For teams building production agents, platforms like MindStudio offer a way to compose these kinds of multi-agent workflows visually — 200+ models, 1,000+ integrations, and a builder for chaining agents without writing the orchestration code from scratch. The rubric-and-grader pattern is something you can implement at the workflow level regardless of which infrastructure you’re running on.
The question of how to specify quality precisely enough for automated evaluation is also showing up in how people think about building applications from AI-generated output. Tools like Remy take a related approach at a different layer: you write a spec — annotated markdown where prose carries intent and annotations carry precision — and the full-stack application gets compiled from it. The spec is the source of truth; the generated code is derived output. The rubric in Outcomes plays a similar role: it’s the authoritative statement of what “correct” looks like, and everything else is evaluated against it.
What to Watch and What to Do
If you’re building agents that produce documents, presentations, or structured reports, Outcomes is worth testing now. The benchmark improvement is real, and the architecture is sound.
The practical steps:
Start with one output type. Pick the agent output where quality variance is most costly — the thing that, when it’s wrong, takes the most time to fix manually.
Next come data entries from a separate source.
PR #54, opened 2022-05-31
Upgrade the Escrow to be feature rich

### LINKED ISSUE #53: Upgrade the Escrow to be feature rich
Upgrade contract for better integration into an application that has a UI.

Braqzen:
## Summary

These notes are messy... if it's difficult to parse the content (or if I have missed something out) then let me know and I'll spend more time to structure this properly.

Changes
- Whoever creates an escrow is deemed to be the seller
- The seller must deposit an arbiter fee (when creating an escrow) in case there is a dispute
    - The arbiter can choose up to the limit of the fee how much they will take for resolving the dispute
    - If the buyer / seller complete the transaction then the seller gets back their deposit
- A buyer must be specified by the seller and they cannot be the arbiter or the seller
- There is a deadline after which the seller can take the funds if the buyer has not transferred for any reason
- Buyer can dispute to lock the escrow
    - A dispute prevents the seller from taking payment after the deadline
    - Only the arbiter can resolve and choose which party (buyer or seller) gets the deposit from the buyer
- Only the seller can propose a new arbiter
    - Similar to creating an escrow another deposit fee must be sent
    - If the seller proposes more than once in a row (before the buyer accepts) then the previous arbiter proposal deposit will be returned to the seller
    - If the buyer accepts a proposal then the original deposit made when creating the escrow will be returned to the seller
- Arbiter, buyer and seller can all be outputs or contracts
- When creating an escrow the seller can specify any number of assets to allow the buyer to choose a method of payment
- Logging added for the front end to pick up on
- Expanded documentation
- Each escrow only exists once. It cannot be reused. After completion a user must create a new escrow from the same contract "factory"
- Buyer can only deposit once and it must be within the deadline.
    - After depositing the buyer cannot ever get the funds back themselves
    - They can transfer to seller, seller can return funds or they can dispute for arbiter resolution
- If the seller has proposed an arbiter (which requires another deposit) and the escrow transaction is completed then they will automatically get that additional deposit back
- Seller can withdraw their collateral if the deadline has been surpassed and the buyer has not deposited

## Related
Closes #53 

## Notes

- Replaced vec with array of size 2. Need to update to use vec when SDK supports it
- Code is made specifically for the UI despite it allowing `Identity` interaction. This means that no getters are added for this improvement which means the tests do not check storage at all and instead simply check if the test panics or not. A future upgrade will need to implement contract support and thus update the tests to be more thorough
- Moreover, some `take_payment` & `withdraw_collateral` tests require SDK block manipulation therefore they are incomplete
- Factory contract will eventually be simplified again to be a single contract per escrow once parallelization is cheaper
- Used SDK version 16 because I rather do that another time :)


escrow/src/data_structures.sw
```diff
@@ -0,0 +1,83 @@
+library data_structures;
+
+use std::{contract_id::ContractId, identity::Identity, option::*};
+use core::ops::Eq;
+
+pub enum Initialized {
```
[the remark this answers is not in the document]
Braqzen: Good catch

escrow/src/main.sw
```diff
@@ -1,257 +1,355 @@
...
+        // arbiter can choose their payment amount up to the deposit from the seller
+
+        let mut escrow = storage.escrows.get(identifier);
+
+        require(escrow.state == State::Pending, StateError::StateNotPending);
+        require(escrow.disputed, StateError::NotDisputed);
+        require(msg_sender().unwrap() == escrow.arbiter.address, UserError::Unauthorized);
+        require(user == escrow.buyer.address || user == escrow.seller.address, UserInputError::InvalidRecipient);
+        require(escrow.buyer.asset.is_some() && 0 < escrow.buyer.deposited_amount, StateError::CannotResolveBeforeDesposit);
+        require(payment_amount <= escrow.arbiter.fee_amount, ArbiterInputError::PaymentTooLarge);
```
matt-user, line 239: IMO we should always just pay the arbiter their max fee amount, and then we don't have to worry about sending the seller the difference.

escrow/src/main.sw
```diff
@@ -1,257 +1,355 @@
...
-            }
-        } else {
-            revert(0);
+    #[storage(read, write)]fn create_escrow(arbiter: Arbiter, assets: [Asset;
+    2], buyer: Identity, deadline: u64) {
+        // The assertions ensure that assets are specified with a none-zero amount, the arbiter is
+        // not the buyer / seller, the arbiter has a fee that they can take upon resolving a dispute
+        // and the escrow deadline is set in the future
+
+        // require(0 < assets.len(), AssetInputError::UnspecifiedAssets);
```
matt-user, line 101: I would add a general comment somewhere to this file explaining that the commented lines will be uncommented once the SDK supports vecs.

matt-user (changes requested):
I'm not a fan of the current arbiter fee mechanism.  I think it would be much simpler to send the arbiter their fee as part of the buyer deposit whenever they resolve a dispute  This would reduce transfers and refunds between the seller and the contract, and arbiter proposal checks.  The only downside I can think of is the arbiter has to get paid with the same asset as the seller.

escrow/src/events.sw
```diff
@@ -0,0 +1,63 @@
...
+
+    /// Unique escrow identifier
+    identifier: u64,
+}
+
+pub struct ResolvedDisputeEvent {
+    /// Unique escrow identifier
+    identifier: u64,
+
+    /// The user that can interact with the escrow
```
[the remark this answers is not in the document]
Braqzen: I'll change this to explicitly mention the buyer / seller instead

escrow/src/main.sw
```diff
@@ -1,257 +1,355 @@
...
-    IncorrectAssetAmount: (),
-    IncorrectAssetId: (),
-    StateNotInitialized: (),
-    StateNotPending: (),
-    UnauthorizedUser: (),
-    UserHasAlreadyDeposited: (),
-}
+        // TODO: incomplete compiler defaults the Option<Arbiter> to not be None therefore fee check
+        // https://github.com/FuelLabs/sway/issues/2326
+        require(arbiter.is_some() && 0 < arbiter.unwrap().fee_amount, StateError::ArbiterHasNotBeenProposed);
```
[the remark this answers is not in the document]
Braqzen: It is because the user can call this function before proposing has been set by the seller. This will allow the buyer to reset the arbiter to a zero'd data structure which may cause unexpected side effects.

escrow/src/main.sw
Braqzen: That's a subjective choice for a feature. I have opted to allow the arbiter to pick their fee instead of limiting it to more basic functionality which transfers the full amount in all cases.

escrow/src/interface.sw
```diff
@@ -0,0 +1,160 @@
...
+    /// * When the escrow is not in the State::Pending state
+    /// * When the caller is not the buyer
+    /// * When the caller deposits more than once
+    /// * When the caller sends an incorrect amount of an asset for the specified asset in the escrow
+    /// * When the caller deposits an asset that has not been specified in the escrow
+    #[storage(read, write)] fn deposit(identifier: u64);
+
+    /// Changes a flag in the escrow marking it as disputed which results in the escrow being locked
+    ///
+    /// Once the escrow is locked the seller cannot take the payment after those conditions are met
```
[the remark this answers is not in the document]
Braqzen: I've adjusted the comment. The seller cannot take payment at any point during or after a dispute. The arbiter must resolve in either direction, the buyer can transfer to the seller or the seller can return back to the buyer

Braqzen:
> I'm not a fan of the current arbiter fee mechanism. I think it would be much simpler to send the arbiter their fee as part of the buyer deposit whenever they resolve a dispute This would reduce transfers and refunds between the seller and the contract, and arbiter proposal checks. The only downside I can think of is the arbiter has to get paid with the same asset as the seller.

One party must pay a fee for the arbiter which means either the buyer or the seller must deposit collateral. In the real world, afaik, it's the seller that has to have insurance so that any buyer can interact with them. I find the buyer needing to pay X amount more to be friction for the buyer and a huge negative in terms of UX. Just thinking about it makes me not want to interact with that system. 
The buyer should have an easy experience while the seller is the one taking on the overhead.
Imagine if you had to put down collateral for any purchase that involves a third party...

I'm unsure about simplicity if your choice were to be implemented.
This is an edge case scenario but even if it did happen then you are correct that either the buyer must deposit an addition X amount of an asset (which the arbiter may not be happy with) or we need another function for the buyer to deposit a different asset which comes back to the same problem as with the seller but potentially worse as it might require 1 more function than we currently have, but maybe not.

If you'd like to come up with some code as a proposition for how much simpler it would be to make the buyer take on the fee then I'd take a look however given the first point it would have to be **super** good for the contract otherwise I cannot accept such a bad UX for the buyer.

matt-user:
> > I'm not a fan of the current arbiter fee mechanism. I think it would be much simpler to send the arbiter their fee as part of the buyer deposit whenever they resolve a dispute This would reduce transfers and refunds between the seller and the contract, and arbiter proposal checks. The only downside I can think of is the arbiter has to get paid with the same asset as the seller.
> 
> One party must pay a fee for the arbiter which means either the buyer or the seller must deposit collateral. In the real world, afaik, it's the seller that has to have insurance so that any buyer can interact with them. I find the buyer needing to pay X amount more to be friction for the buyer and a huge negative in terms of UX. Just thinking about it makes me not want to interact with that system. The buyer should have an easy experience while the seller is the one taking on the overhead. Imagine if you had to put down collateral for any purchase that involves a third party...
> 
> I'm unsure about simplicity if your choice were to be implemented. This is an edge case scenario but even if it did happen then you are correct that either the buyer must deposit an addition X amount of an asset (which the arbiter may not be happy with) or we need another function for the buyer to deposit a different asset which comes back to the same problem as with the seller but potentially worse as it might require 1 more function than we currently have, but maybe not.
> 
> If you'd like to come up with some code as a proposition for how much simpler it would be to make the buyer take on the fee then I'd take a look however given the first point it would have to be **super** good for the contract otherwise I cannot accept such a bad UX for the buyer.

So my thought process was the party that receives the deposited funds will pay the arbiter (with the deposited funds).  If the arbiter resolves the dispute in favor of the seller it will come out of the sellers end and vis versa.  To me it makes the most sense to just pay the arbiter with the deposited funds in the contract, rather than depositing funds separately for the arbiter.  This would also allow for the seller to create Escrows with no up front capital, which in my opinion reduces friction.  One counterargument is: won't the seller just increase the price of their goods to account for the arbiter fee?  However, the seller can do this with the existing design as well.

In terms of code simplicity, we can remove all instances of transferring the fee amount back to the seller.  This is because either:
1.) The user (either buyer or seller) will get unspent fees back if the arbiter chooses to not select the full payment amount when resolving
2.) No transfers are necessary when a new arbiter is proposed/accepted (this is because the arbiter is now getting paid from the deposited funds rather than separately)

Braqzen:
> > > I'm not a fan of the current arbiter fee mechanism. I think it would be much simpler to send the arbiter their fee as part of the buyer deposit whenever they resolve a dispute This would reduce transfers and refunds between the seller and the contract, and arbiter proposal checks. The only downside I can think of is the arbiter has to get paid with the same asset as the seller.
> > 
> > 
> > One party must pay a fee for the arbiter which means either the buyer or the seller must deposit collateral. In the real world, afaik, it's the seller that has to have insurance so that any buyer can interact with them. I find the buyer needing to pay X amount more to be friction for the buyer and a huge negative in terms of UX. Just thinking about it makes me not want to interact with that system. The buyer should have an easy experience while the seller is the one taking on the overhead. Imagine if you had to put down collateral for any purchase that involves a third party...
> > I'm unsure about simplicity if your choice were to be implemented. This is an edge case scenario but even if it did happen then you are correct that either the buyer must deposit an addition X amount of an asset (which the arbiter may not be happy with) or we need another function for the buyer to deposit a different asset which comes back to the same problem as with the seller but potentially worse as it might require 1 more function than we currently have, but maybe not.
> > If you'd like to come up with some code as a proposition for how much simpler it would be to make the buyer take on the fee then I'd take a look however given the first point it would have to be **super** good for the contract otherwise I cannot accept such a bad UX for the buyer.
> 
> So my thought process was the party that receives the deposited funds will pay the arbiter (with a portion of the deposited funds). If the arbiter resolves the dispute in favor of the seller it will come out of the sellers end and vis versa. To me it makes the most sense to just pay the arbiter with the deposited funds in the contract, rather than depositing funds separately for the arbiter. This would also allow for the seller to create Escrows with no up front capital, which in my opinion reduces friction. One counterargument is: won't the seller just increase the price of their goods to account for the arbiter fee? However, the seller can do this with the existing design as well.
> 
> In terms of code simplicity, we can remove all instances of transferring the fee amount back to the seller. This is because either: 1.) The user (either buyer or seller) will get unspent fees back if the arbiter chooses to not select the full payment amount when resolving 2.) No transfers are necessary when a new arbiter is proposed/accepted (this is because the arbiter is now getting paid from the deposited funds rather than separately)

> If the arbiter resolves the dispute in favor of the seller it will come out of the sellers end and vis versa
There is no "sellers end" unless the seller deposits. It's just the deposit from the buyer minus the fee however an arbitration fee may be much greater than the fee for the trade so the buyer would need to deposit a large amount for something cheap. That's not good.

> To me it makes the most sense to just pay the arbiter with the deposited funds in the contract, rather than depositing funds separately for the arbiter. 
Quite the opposite for me. The deposited funds are for the product the seller is providing and not an additional fee to the arbiter. I cannot think of a use case where I would have ever needed to pay for a product and for someone else to come in and sort something out because the seller messed up. Let's suppose that happened and I, as the buyer, have deposited for the product and the fee, the arbiter will take some fee and now I am penalised for the bad behaviour of the seller. The seller has never deposited anything so they can do whatever they want only at the cost of creating the escrow.
If the buyer deposits for only the product that they are paying for and the seller is depositing an arbitration fee in case the buyer disputes then there is a convoluted resolution if the buyer is acting out. The arbiter takes a fee from the seller and sends the funds to the seller. At this point the seller would need to refund the buyer a portion which hopefully is not greater than the fee. They could just keep the funds at that point but 1) there may be legal things going on externally which prevent this or 2) if you're a malicious buyer then I have no interest in protecting your funds. If the seller keeps them at that point then you shouldn't have been malicious.
Either way a just resolution can be reached in all cases except when the buyer is not malicious and the arbiter colludes with the seller and you lose your deposit and don't get the product / service which again may have legal ramifications.

> This would also allow for the seller to create Escrows with no up front capital, which in my opinion reduces friction
Yes, for the seller but not the buyer. The buyer is a random person interacting with some service. They should not have to deal with the overhead of managing arbiters etc. The seller and buyer agree before the escrow or even after (since they can change it) and hopefully they never have to go into resolution. The seller is the business-person that has to navigate the legal landscape. In your scenario it's completely flipped and now every buyer must know about every service in all detail in order to interact with them rather than just showing up and depositing.

As for the last part I was implying that I'd like to see the code rewritten to be completely functional and simpler as per the suggestion rather than having to rethink the whole thing myself based on your suggestion.

matt-user:
> > So my thought process was the party that receives the deposited funds will pay the arbiter (with a portion of the deposited funds). If the arbiter resolves the dispute in favor of the seller it will come out of the sellers end and vis versa. To me it makes the most sense to just pay the arbiter with the deposited funds in the contract, rather than depositing funds separately for the arbiter. This would also allow for the seller to create Escrows with no up front capital, which in my opinion reduces friction. One counterargument is: won't the seller just increase the price of their goods to account for the arbiter fee? However, the seller can do this with the existing design as well.
> > In terms of code simplicity, we can remove all instances of transferring the fee amount back to the seller. This is because either: 1.) The user (either buyer or seller) will get unspent fees back if the arbiter chooses to not select the full payment amount when resolving 2.) No transfers are necessary when a new arbiter is proposed/accepted (this is because the arbiter is now getting paid from the deposited funds rather than separately)
> 
> > If the arbiter resolves the dispute in favor of the seller it will come out of the sellers end and vis versa
> 
> There is no "sellers end" unless the seller deposits. It's just the deposit from the buyer minus the fee however an arbitration fee may be much greater than the fee for the trade so the buyer would need to deposit a large amount for something cheap. That's not good.

By "sellers end" I just mean their revenue (the funds from the buyer).  In general I assumed the arbiter fee would be a relatively small percentage of the total trade.  Why would anyone (buyer or seller) pay an arbiter fee greater than the value of the underlying trade.  They would be better off just taking the loss of the assets than paying a greater sum trying to recover them.
> > To me it makes the most sense to just pay the arbiter with the deposited funds in the contract, rather than depositing funds separately for the arbiter.
> 
> Quite the opposite for me. The deposited funds are for the product the seller is providing and not an additional fee to the arbiter. I cannot think of a use case where I would have ever needed to pay for a product and for someone else to come in and sort something out because the seller messed up. Let's suppose that happened and I, as the buyer, have deposited for the product and the fee, the arbiter will take some fee and now I am penalised for the bad behaviour of the seller. The seller has never deposited anything so they can do whatever they want only at the cost of creating the escrow. If the buyer deposits for only the product that they are paying for and the seller is depositing an arbitration fee in case the buyer disputes then there is a convoluted resolution if the buyer is acting out. The arbiter takes a fee from the seller and sends the funds to the seller. At this point the seller would need to refund the buyer a portion which hopefully is not greater than the fee. They could just keep the funds at that point but 1) there may be legal things going on externally which prevent this or 2) if you're a malicious buyer then I have no interest in protecting your funds. If the seller keeps them at that point then you shouldn't have been malicious. Either way a just resolution can be reached in all cases except when the buyer is not malicious and the arbiter colludes with the seller and you lose your deposit and don't get the product / service which again may have legal ramifications.
> 
> > This would also allow for the seller to create Escrows with no up front capital, which in my opinion reduces friction
> 
> Yes, for the seller but not the buyer. The buyer is a random person interacting with some service. They should not have to deal with the overhead of managing arbiters etc. The seller and buyer agree before the escrow or even after (since they can change it) and hopefully they never have to go into resolution. The seller is the business-person that has to navigate the legal landscape. In your scenario it's completely flipped and now every buyer must know about every service in all detail in order to interact with them rather than just showing up and depositing.
> 
Don't the buyers already have to deal with some overhead of managing arbiters?  They still have to accept proposed arbiters.  Not to mention that sellers will just raise their prices to cover their arbitration costs.
> As for the last part I was implying that I'd like to see the code rewritten to be completely functional and simpler as per the suggestion rather than having to rethink the whole thing myself based on your suggestion.

After reading your comments I'm having second thoughts about my suggestion.  It's apparent to me now that my suggestion is not an obvious improvement.  That being said I think the ideal solution would be to charge the seller the arbitration fee when a dispute is ruled in favor of the buyer, and charge the buyer the arbitration fee when a dispute is resolved in favor of the seller.  However, I think the current design is good enough.

escrow/src/main.sw
```diff
@@ -1,12 +1,15 @@
...
+// TODO: commented-out code is there because the SDK does not support Vec yet so an array is used
+
 // Our library dependencies
 dep data_structures;
 dep errors;
 dep events;
 dep interface;
 
 use data_structures::{Arbiter, Asset, Buyer, EscrowInfo, Seller, State};
+// use data_structures::*;
```
matt-user: remove line as I don't think it applies to the TODO at the top of the file

matt-user (changes requested):
One small nit and then we should be good

Braqzen:
> > > So my thought process was the party that receives the deposited funds will pay the arbiter (with a portion of the deposited funds). If the arbiter resolves the dispute in favor of the seller it will come out of the sellers end and vis versa. To me it makes the most sense to just pay the arbiter with the deposited funds in the contract, rather than depositing funds separately for the arbiter. This would also allow for the seller to create Escrows with no up front capital, which in my opinion reduces friction. One counterargument is: won't the seller just increase the price of their goods to account for the arbiter fee? However, the seller can do this with the existing design as well.
> > > In terms of code simplicity, we can remove all instances of transferring the fee amount back to the seller. This is because either: 1.) The user (either buyer or seller) will get unspent fees back if the arbiter chooses to not select the full payment amount when resolving 2.) No transfers are necessary when a new arbiter is proposed/accepted (this is because the arbiter is now getting paid from the deposited funds rather than separately)
> > 
> > 
> > > If the arbiter resolves the dispute in favor of the seller it will come out of the sellers end and vis versa
> > 
> > 
> > There is no "sellers end" unless the seller deposits. It's just the deposit from the buyer minus the fee however an arbitration fee may be much greater than the fee for the trade so the buyer would need to deposit a large amount for something cheap. That's not good.
> 
> By "sellers end" I just mean their revenue (the funds from the buyer). In general I assumed the arbiter fee would be a relatively small percentage of the total trade. Why would anyone (buyer or seller) pay an arbiter fee greater than the value of the underlying trade. They would be better off just taking the loss of the assets than paying a greater sum trying to recover them.
> 
> > > To me it makes the most sense to just pay the arbiter with the deposited funds in the contract, rather than depositing funds separately for the arbiter.
> > 
> > 
> > Quite the opposite for me. The deposited funds are for the product the seller is providing and not an additional fee to the arbiter. I cannot think of a use case where I would have ever needed to pay for a product and for someone else to come in and sort something out because the seller messed up. Let's suppose that happened and I, as the buyer, have deposited for the product and the fee, the arbiter will take some fee and now I am penalised for the bad behaviour of the seller. The seller has never deposited anything so they can do whatever they want only at the cost of creating the escrow. If the buyer deposits for only the product that they are paying for and the seller is depositing an arbitration fee in case the buyer disputes then there is a convoluted resolution if the buyer is acting out. The arbiter takes a fee from the seller and sends the funds to the seller. At this point the seller would need to refund the buyer a portion which hopefully is not greater than the fee. They could just keep the funds at that point but 1) there may be legal things going on externally which prevent this or 2) if you're a malicious buyer then I have no interest in protecting your funds. If the seller keeps them at that point then you shouldn't have been malicious. Either way a just resolution can be reached in all cases except when the buyer is not malicious and the arbiter colludes with the seller and you lose your deposit and don't get the product / service which again may have legal ramifications.
> > > This would also allow for the seller to create Escrows with no up front capital, which in my opinion reduces friction
> > 
> > 
> > Yes, for the seller but not the buyer. The buyer is a random person interacting with some service. They should not have to deal with the overhead of managing arbiters etc. The seller and buyer agree before the escrow or even after (since they can change it) and hopefully they never have to go into resolution. The seller is the business-person that has to navigate the legal landscape. In your scenario it's completely flipped and now every buyer must know about every service in all detail in order to interact with them rather than just showing up and depositing.
> 
> Don't the buyers already have to deal with some overhead of managing arbiters? They still have to accept proposed arbiters. Not to mention that sellers will just raise their prices to cover their arbitration costs.
> 
> > As for the last part I was implying that I'd like to see the code rewritten to be completely functional and simpler as per the suggestion rather than having to rethink the whole thing myself based on your suggestion.
> 
> After reading your comments I'm having second thoughts about my suggestion. It's apparent to me now that my suggestion is not an obvious improvement. That being said I think the ideal solution would be to charge the seller the arbitration fee when a dispute is ruled in favor of the buyer, and charge the buyer the arbitration fee when a dispute is resolved in favor of the seller. However, I think the current design is good enough.

> Why would anyone (buyer or seller) pay an arbiter fee greater than the value of the underlying trade.

Yeah, I didn't want to make any assumptions in the code that could potentially force one amount or another.

> Don't the buyers already have to deal with some overhead of managing arbiters? They still have to accept proposed arbiters. 

My thoughts are that they only have to approve them off-chain (this could be as simple as looking up an address on some website from a firm) and if another proposition is done during the lifetime of the escrow then it's the same process but now they have to approve a call to change the address and fee amount.
This only reduces the friction in so much as the buyer has to agree that they seem reputable enough to accept and thus no further research or insurance etc. has to be done - but it could be and arguably it should be. Nevertheless, it's the job of the seller to provide a service which as you've mentioned can be, and usually is, factored into the fee.

> That being said I think the ideal solution would be to charge the seller the arbitration fee when a dispute is ruled in favor of the buyer, and charge the buyer the arbitration fee when a dispute is resolved in favor of the seller. However, I think the current design is good enough.

When a resolution is performed by the arbiter the arbiter can select an amount they would like to take as payment from the collateral of the seller. With this action they select either the buyer or seller as the party that the deposit from the buyer goes to. This means that if the buyer is at fault the full deposit goes to the seller and some portion of the fee goes to the arbiter (in most cases it's probably going to be all of it otherwise some gets returned to the seller). On the other hand if the seller is at fault then the buyer gets their deposit back and the seller pays some fee again.
In effect, the buyer can be charged "an arbitration fee" since they lose their deposit.
I agree that the design isn't perfect. It took a while to think of something functional that isn't inherently too bad for anyone involved. One of those ideas was to deal with a % fee which was too much of a pain so a flat rate is set.
Another idea was to have both parties deposit collateral too.

escrow/src/main.sw
Braqzen: This has been resolved in [this commit](https://github.com/FuelLabs/sway-applications/pull/54/commits/b966c5d460bd68af8b564b89a8fb044b3416ce74) a little higher up

matt-user: lol whoops

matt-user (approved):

Write a rubric for that output type first.
Be specific in the rubric. Each criterion should be checkable by a language model that has never seen your organization’s standards before. If a criterion requires context that isn’t in the rubric, add that context.
Look at the grading agent’s output, not just the final result. When the grading agent flags a problem and kicks the task back, read the flag. That’s signal about where your task agent is consistently falling short — and potentially where your rubric needs to be more precise.
The Claude Finance cookbook is a concrete resource if you’re building in financial services. The 10 pre-defined agents are deployable as plugins for co-work, Claude Code, or as managed agents, and the cookbook gives you the internals so you can modify them. Even if you’re not in finance, the rubric examples are worth reading as a model for how to specify quality criteria.
For teams already using parallel agent workflows with Claude Code, adding an Outcomes-style quality gate at the end of the pipeline is a natural next step. The infrastructure is there. The rubric is the work.
The 10.1% improvement came from adding one agent and writing one document. That’s a good ratio.